Materials provided —
PR #942, opened 2021-11-24
Revert "Fix tests"

Artur-:
Reverts vaadin/spring#937

It is not reasonable to think that everybody should do this in their tests


Artur-:
Should pass once https://github.com/vaadin/flow/pull/12437 is merged

platosha (approved):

Brief — Down to the last line, reproduce the entries above precisely.

Result —
PR #942, opened 2021-11-24
Revert "Fix tests"

Artur-:
Reverts vaadin/spring#937

It is not reasonable to think that everybody should do this in their tests


Artur-:
Should pass once https://github.com/vaadin/flow/pull/12437 is merged

platosha (approved):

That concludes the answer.